Analytical Description of Baryonic Matter Fluctuations Using Jeans Filtering Functions in Second-Order Cosmological Perturbation Theory

TL;DR

This paper develops an analytical framework using Jeans filtering functions within second-order cosmological perturbation theory to describe baryonic matter fluctuations, providing new insights into pressure effects on large-scale structure formation.

Contribution

It introduces an analytical method to model baryonic fluctuations with CDM as a tracer, including second-order effects, without relying on numerical simulations.

Findings

Analytical expressions for baryonic density and velocity fluctuations.

Demonstrates how pressure shifts the filtering scale.

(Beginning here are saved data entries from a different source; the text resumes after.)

PR #3182, opened 2021-01-21
chore: remove format on save vscode setting

kerzhner:
The below vscode settings take effect when vscode is opened in the `packages/server-wallet` directory. This is my preferred way of working on the server wallet package.

Recently, I started to experience the following behaviour:
1. Save a typescript file.
2. Observe the eslint plugin reformat the file on-save to adhere to the eslint rules.
3. Observe vscode editor reformat the file to adhere to some other rules. See eslint warnings. Note, I do *not* have the prettier plugin installed.

It seems to me that the way to avoid the behavior above is to:
1. Disable formatOnSave
2. Use [editor.codeActionsOnSave](https://github.com/microsoft/vscode-eslint) which are enabled for in my User settings. Perhaps this should be enabled in the Workspace settings as well?

### DIFF
--- a/packages/server-wallet/.vscode/settings.json
+++ b/packages/server-wallet/.vscode/settings.json
@@ -4,5 +4,6 @@
     "javascriptreact",
     "typescript",
     "typescriptreact"
-  ]
+  ],
+  "editor.codeActionsOnSave": {"source.fixAll.eslint": true}
 }
--- a/packages/server-wallet/.vscode/settings.json
+++ b/packages/server-wallet/.vscode/settings.json
@@ -1,4 +1,8 @@
 {
-  "eslint.validate": ["javascript", "javascriptreact", "typescript", "typescriptreact"],
-  "editor.formatOnSave": true
+  "eslint.validate": [
+    "javascript",
+    "javascriptreact",
+    "typescript",
+    "typescriptreact"
+  ]
 }


geoknee:
It might be good to try and get someone else to reproduce your issues @kerzhner. 

Do you have an idea of what the "other rules" are, that vscode seems to want to enforce?

Tinkering with this locally, I noticed that my vscode was set up to have my prettier extension as the default formatter. I turned that off but didn't see the problems that you describe (I think it was falling back to eslint as specified in the workspace settings. In principle they should have the same rules, and my experience seems to confirm that)

Is there a chance you have some other local setting that overrides the workspace settings?

kerzhner:
@geoknee you bring up an excellent point. What is clear is that:
- Different folks might have different User settings (as opposed to Workspace settings).
- The Workspace settings in this PR are maybe **not** sufficient to configure eslint.

That being said, [it looks like](https://marketplace.visualstudio.com/items?itemName=dbaeumer.vscode-eslint) "The old eslint.autoFixOnSave setting is now deprecated and can safely be removed."

geoknee:
For the avoidance of doubt, when I have stated "it works fine for me" I mean that vscode formats my `.ts` files (and my `.json` files and my `.sol` files) on save, in a way that eslint never complains about. 

If I get a purely linting-related warning (e.g, unused import), vscode does not fix that on save (and I'm not sure I would want it to, either). I tend to hover and right-click to make those fixes, or use `yarn lint:write`. 

My user settings are 
```json
{
  "git.enableSmartCommit": true,
  "workbench.colorTheme": "Default Dark+",
  "window.zoomLevel": 1,
  "eslint.format.enable": true,
  "eslint.alwaysShowStatus": true,
  "eslint.packageManager": "yarn",
  "git.confirmSync": false,
  "diffEditor.ignoreTrimWhitespace": false,
  "diffEditor.renderSideBySide": true,
  "typescript.preferences.importModuleSpecifier": "relative",
  "editor.formatOnSave": true,
  "solidity.compileUsingRemoteVersion": "v0.7.4",
  "solidity.validationDelay": 100,
  "editor.accessibilitySupport": "off",
  "editor.defaultFormatter": "esbenp.prettier-vscode"
}
```

kerzhner:
Maybe the User setting configuration that is causing havoc for me is:  
```
"[typescript]": {
    "editor.defaultFormatter": "vscode.typescript-language-features"
  }
```

kerzhner:
I resolved my specific issue by removing the typescript default formatter in my user settings. Closing this PR in favor of https://github.com/statechannels/statechannels/issues/3186. That issue should probably be addressed before new developers are onboarded.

Highlights the impact of pressure on the matter power spectrum.

Abstract

Cosmological perturbation theory provides the fundamental framework for describing the evolution of the matter-energy density field in an expanding Universe and serves as the basis for understanding the formation of large-scale structures within the $\Lambda$CDM paradigm. We present an analytical approach to describe the evolution of fluctuations in a mixed fluid composed of cold dark matter (CDM) and baryonic matter. Assuming that the Universe is governed by General Relativity, we employ the Vlasov equation to derive the general equations of motion for this mixed cosmological fluid, incorporating baryonic effects through the stress tensor by considering only the contributions from baryonic pressure. We introduce the Jeans filtering functions as a biasing tool that allows us to describe baryonic fluctuations with CDM as a tracer, and we obtain an analytical description of the fluctuations -- a novel and uncommon approach compared to the accepted computational advances currently available in this field. First- and second-order solutions are obtained through a single iteration of the equations of motion, with the aim of identifying how the filtering scale behaves in a second-order theory compared to the linear one, as well as some of its impacts on the matter power spectrum without the need to compute it explicitly. For the first time, these kind of solutions are derived entirely through an analytical method. Finally, we obtain analytical expressions for baryonic fluctuations in the density and velocity fields, which can be readily evaluated and provide valuable insights into the role of baryons in the Large-scale structure of the Universe. Consequently, these results reveal how pressure effects shift the filtering scale and how including this component could influence parameters such as the filtering mass and the temperature of the pressure-supported components.